%%

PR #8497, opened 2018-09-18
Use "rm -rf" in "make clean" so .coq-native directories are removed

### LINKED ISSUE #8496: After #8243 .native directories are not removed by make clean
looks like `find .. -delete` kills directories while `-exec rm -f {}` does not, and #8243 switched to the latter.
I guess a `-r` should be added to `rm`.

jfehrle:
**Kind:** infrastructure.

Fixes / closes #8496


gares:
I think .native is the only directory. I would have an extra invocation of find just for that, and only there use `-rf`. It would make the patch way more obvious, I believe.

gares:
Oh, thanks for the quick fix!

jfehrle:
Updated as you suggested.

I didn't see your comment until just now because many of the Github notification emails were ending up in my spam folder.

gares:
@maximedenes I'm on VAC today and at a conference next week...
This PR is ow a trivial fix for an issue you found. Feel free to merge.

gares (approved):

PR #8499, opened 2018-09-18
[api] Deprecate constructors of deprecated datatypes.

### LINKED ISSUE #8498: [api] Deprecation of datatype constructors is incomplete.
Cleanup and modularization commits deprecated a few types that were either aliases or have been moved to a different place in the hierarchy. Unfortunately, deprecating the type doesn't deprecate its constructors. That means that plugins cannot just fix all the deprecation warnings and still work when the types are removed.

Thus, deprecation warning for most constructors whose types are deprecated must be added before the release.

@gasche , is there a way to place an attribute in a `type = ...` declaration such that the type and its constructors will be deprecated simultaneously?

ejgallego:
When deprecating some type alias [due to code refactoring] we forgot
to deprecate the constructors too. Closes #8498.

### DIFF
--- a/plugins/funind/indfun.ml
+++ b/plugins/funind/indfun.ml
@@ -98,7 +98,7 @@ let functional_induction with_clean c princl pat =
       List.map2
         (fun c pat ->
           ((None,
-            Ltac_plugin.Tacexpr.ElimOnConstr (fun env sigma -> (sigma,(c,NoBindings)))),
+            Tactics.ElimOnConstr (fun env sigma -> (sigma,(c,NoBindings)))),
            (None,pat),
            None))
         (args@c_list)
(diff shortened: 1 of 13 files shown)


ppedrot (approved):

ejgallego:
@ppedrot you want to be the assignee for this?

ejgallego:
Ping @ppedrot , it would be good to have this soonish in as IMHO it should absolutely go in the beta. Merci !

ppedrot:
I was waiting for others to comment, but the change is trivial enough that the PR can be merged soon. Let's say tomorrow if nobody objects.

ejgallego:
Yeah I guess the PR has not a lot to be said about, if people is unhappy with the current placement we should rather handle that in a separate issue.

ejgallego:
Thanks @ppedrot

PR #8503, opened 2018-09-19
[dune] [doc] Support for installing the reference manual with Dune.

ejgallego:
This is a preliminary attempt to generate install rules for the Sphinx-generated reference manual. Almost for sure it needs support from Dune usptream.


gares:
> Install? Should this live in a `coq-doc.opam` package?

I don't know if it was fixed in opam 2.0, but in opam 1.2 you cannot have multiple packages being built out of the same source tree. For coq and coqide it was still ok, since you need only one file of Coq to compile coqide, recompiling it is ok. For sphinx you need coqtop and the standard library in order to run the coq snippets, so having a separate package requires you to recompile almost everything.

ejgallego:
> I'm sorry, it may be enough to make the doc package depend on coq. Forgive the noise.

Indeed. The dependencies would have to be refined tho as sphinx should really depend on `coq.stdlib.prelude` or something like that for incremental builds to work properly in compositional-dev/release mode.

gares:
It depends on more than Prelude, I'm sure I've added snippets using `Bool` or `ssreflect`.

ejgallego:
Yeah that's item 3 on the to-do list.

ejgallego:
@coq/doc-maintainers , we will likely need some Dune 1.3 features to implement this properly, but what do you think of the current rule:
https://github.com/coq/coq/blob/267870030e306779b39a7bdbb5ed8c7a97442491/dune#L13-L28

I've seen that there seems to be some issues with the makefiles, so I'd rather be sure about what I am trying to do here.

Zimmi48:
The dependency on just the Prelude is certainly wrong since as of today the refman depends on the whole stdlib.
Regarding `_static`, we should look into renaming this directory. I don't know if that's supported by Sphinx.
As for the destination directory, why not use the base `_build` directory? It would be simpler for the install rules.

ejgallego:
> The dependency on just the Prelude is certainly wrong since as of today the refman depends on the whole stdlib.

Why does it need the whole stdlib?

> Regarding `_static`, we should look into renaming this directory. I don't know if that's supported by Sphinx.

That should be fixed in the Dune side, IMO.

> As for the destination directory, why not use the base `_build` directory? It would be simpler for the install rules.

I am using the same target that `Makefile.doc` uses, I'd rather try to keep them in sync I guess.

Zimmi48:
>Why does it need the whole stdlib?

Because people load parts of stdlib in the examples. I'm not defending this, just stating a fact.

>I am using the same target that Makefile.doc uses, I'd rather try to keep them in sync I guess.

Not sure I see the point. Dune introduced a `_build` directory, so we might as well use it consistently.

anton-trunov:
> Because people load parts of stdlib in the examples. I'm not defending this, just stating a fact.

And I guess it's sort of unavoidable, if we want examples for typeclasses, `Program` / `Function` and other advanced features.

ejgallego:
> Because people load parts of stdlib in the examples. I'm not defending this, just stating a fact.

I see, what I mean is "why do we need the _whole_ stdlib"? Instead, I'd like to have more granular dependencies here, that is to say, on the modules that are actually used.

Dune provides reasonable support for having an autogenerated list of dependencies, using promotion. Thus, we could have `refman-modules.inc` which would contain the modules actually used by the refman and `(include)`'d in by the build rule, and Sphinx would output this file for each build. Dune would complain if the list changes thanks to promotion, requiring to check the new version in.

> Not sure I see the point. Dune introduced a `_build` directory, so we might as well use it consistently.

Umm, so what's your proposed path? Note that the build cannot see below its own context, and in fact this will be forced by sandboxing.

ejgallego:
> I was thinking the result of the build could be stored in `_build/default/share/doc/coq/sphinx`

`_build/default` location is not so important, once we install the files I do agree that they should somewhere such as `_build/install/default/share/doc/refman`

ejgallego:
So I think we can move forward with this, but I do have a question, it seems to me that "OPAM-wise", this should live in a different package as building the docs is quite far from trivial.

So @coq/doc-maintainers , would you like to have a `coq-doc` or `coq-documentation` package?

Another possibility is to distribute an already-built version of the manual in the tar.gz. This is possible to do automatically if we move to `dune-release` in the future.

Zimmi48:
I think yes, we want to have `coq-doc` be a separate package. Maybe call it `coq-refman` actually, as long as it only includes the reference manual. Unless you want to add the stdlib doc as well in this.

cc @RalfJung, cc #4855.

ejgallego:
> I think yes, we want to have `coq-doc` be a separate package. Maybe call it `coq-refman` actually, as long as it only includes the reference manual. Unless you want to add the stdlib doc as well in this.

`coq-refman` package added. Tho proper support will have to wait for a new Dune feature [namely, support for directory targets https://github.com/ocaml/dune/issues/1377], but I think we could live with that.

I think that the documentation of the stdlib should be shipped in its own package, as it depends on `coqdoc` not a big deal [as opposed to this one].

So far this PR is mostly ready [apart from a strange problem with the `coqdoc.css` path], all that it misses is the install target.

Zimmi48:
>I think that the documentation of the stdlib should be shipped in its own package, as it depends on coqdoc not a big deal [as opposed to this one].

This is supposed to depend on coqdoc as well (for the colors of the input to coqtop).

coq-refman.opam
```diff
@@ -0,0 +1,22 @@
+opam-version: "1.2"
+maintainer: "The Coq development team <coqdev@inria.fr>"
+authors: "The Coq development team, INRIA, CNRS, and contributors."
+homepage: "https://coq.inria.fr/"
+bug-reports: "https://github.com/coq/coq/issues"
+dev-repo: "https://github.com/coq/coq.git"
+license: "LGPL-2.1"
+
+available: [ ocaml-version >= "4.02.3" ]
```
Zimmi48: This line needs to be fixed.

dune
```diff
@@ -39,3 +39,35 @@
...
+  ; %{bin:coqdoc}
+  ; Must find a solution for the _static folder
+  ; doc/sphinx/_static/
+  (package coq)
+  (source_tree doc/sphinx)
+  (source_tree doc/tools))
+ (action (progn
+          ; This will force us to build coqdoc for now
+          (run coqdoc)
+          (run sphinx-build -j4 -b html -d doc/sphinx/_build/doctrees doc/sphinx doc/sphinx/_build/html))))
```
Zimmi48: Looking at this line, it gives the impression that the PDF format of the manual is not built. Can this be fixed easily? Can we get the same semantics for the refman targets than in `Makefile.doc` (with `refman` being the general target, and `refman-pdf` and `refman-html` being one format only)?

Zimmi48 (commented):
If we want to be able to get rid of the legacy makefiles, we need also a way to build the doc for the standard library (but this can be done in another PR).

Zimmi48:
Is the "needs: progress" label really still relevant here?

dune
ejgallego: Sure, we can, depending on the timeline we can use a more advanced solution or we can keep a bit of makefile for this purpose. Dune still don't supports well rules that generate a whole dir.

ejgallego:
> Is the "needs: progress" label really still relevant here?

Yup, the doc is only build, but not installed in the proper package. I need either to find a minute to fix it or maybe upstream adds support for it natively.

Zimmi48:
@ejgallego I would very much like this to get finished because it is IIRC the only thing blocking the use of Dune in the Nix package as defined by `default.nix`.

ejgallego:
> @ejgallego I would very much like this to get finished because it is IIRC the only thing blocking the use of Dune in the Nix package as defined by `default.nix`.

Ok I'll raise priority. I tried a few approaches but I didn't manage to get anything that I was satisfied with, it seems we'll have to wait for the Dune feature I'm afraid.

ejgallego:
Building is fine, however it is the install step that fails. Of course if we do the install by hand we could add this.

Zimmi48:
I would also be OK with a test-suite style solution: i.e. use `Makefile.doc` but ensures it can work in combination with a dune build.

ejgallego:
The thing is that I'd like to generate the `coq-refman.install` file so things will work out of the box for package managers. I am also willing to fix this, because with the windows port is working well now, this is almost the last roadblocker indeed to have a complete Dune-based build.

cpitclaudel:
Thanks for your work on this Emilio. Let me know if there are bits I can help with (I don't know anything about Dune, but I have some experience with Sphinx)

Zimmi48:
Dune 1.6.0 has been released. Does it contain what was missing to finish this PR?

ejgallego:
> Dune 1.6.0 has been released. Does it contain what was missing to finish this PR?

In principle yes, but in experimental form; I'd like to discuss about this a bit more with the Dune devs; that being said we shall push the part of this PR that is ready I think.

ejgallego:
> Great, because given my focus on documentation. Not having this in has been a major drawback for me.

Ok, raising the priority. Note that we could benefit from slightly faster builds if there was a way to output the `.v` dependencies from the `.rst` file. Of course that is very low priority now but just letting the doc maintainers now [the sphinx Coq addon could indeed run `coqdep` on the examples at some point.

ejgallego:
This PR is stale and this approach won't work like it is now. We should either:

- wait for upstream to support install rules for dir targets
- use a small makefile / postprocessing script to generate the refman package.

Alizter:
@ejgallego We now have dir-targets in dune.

%%
%%

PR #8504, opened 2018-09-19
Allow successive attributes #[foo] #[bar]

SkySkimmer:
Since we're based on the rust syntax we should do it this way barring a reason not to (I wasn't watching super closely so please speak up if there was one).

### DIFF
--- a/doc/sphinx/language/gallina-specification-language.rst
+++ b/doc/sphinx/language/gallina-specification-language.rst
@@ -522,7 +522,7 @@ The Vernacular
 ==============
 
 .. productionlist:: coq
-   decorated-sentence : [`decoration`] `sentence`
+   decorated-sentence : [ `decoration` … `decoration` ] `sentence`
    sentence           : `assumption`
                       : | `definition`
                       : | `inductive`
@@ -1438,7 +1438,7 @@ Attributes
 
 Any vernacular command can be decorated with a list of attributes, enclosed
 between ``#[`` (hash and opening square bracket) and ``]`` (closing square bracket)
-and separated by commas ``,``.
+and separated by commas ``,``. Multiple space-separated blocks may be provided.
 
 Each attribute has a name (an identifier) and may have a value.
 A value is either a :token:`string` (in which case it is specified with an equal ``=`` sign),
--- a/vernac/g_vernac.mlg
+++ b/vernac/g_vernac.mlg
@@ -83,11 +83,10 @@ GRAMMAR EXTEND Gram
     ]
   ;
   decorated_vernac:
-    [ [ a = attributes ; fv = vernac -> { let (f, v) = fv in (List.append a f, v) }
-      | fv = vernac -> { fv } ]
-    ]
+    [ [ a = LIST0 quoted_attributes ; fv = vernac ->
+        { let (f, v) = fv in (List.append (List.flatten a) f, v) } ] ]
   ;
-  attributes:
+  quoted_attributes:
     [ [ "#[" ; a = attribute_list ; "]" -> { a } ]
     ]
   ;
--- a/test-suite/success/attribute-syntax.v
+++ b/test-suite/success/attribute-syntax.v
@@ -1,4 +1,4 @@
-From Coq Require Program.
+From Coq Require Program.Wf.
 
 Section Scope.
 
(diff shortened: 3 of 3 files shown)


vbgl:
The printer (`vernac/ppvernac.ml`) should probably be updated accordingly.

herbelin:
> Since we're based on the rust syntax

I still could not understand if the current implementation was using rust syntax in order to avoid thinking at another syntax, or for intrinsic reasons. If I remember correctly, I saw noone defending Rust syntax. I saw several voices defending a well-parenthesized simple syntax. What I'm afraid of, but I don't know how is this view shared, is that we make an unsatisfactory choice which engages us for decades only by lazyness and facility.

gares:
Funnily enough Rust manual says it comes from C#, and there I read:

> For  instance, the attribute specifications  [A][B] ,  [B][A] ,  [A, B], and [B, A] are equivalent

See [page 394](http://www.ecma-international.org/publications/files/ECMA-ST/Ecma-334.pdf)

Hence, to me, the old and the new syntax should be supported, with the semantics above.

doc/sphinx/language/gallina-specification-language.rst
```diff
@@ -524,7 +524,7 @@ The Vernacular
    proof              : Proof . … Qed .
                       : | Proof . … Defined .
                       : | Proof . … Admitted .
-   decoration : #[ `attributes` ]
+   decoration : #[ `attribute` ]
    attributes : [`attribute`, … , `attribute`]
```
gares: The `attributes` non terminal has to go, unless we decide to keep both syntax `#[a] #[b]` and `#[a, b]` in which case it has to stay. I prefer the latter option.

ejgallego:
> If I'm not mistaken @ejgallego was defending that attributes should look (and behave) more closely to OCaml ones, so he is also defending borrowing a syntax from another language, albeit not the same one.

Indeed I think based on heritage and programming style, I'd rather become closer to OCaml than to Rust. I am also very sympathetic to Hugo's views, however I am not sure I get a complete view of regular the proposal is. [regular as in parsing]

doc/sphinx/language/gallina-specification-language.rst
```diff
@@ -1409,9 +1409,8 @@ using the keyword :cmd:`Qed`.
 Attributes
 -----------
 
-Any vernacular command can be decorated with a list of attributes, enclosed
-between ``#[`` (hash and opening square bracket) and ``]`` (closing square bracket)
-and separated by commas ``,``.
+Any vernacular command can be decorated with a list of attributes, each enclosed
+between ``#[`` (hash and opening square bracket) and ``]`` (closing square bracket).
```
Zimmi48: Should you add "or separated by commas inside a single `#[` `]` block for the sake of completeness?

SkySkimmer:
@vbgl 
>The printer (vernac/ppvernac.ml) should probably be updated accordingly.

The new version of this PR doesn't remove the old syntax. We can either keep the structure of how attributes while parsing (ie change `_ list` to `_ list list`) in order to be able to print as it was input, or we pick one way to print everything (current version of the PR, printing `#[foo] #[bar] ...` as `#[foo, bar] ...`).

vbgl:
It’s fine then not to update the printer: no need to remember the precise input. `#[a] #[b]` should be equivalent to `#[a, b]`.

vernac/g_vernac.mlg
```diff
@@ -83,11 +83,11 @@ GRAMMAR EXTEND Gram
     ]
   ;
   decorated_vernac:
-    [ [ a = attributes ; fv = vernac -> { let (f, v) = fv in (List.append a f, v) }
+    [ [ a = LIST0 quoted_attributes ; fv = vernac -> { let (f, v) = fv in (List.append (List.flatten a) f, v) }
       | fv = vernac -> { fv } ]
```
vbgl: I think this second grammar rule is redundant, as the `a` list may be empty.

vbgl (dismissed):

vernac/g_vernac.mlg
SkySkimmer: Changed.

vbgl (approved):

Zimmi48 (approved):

%%

[Required action] For the string "only", give the number of lines in the records that contain it and nothing besides.

[Problem solution] 9